**WORK REQUEST:** Wherever the word "models" occurs in the listing, copy the whole line.

**INPUT FOR THIS TASK:**

+ + + + + + +

PR #4072, opened 2021-05-10
Fix type.

JohnXLivingston:
## Description

The new isSettingHidden option was wrongly typed (it is a frontend function, but was using backend type).

## Has this been tested?

I ran «npm run build» with success.

### DIFF
--- a/shared/models/plugins/register-client-settings-script.model.ts
+++ b/shared/models/plugins/register-client-settings-script.model.ts
@@ -1,8 +1,8 @@
-import { RegisterServerSettingOptions } from "./register-server-setting.model"
+import { RegisterClientFormFieldOptions } from "./register-client-form-field.model"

+ + + + + + +

**ANSWER TO THIS PROBLEM:**
--- a/shared/models/plugins/register-client-settings-script.model.ts
+++ b/shared/models/plugins/register-client-settings-script.model.ts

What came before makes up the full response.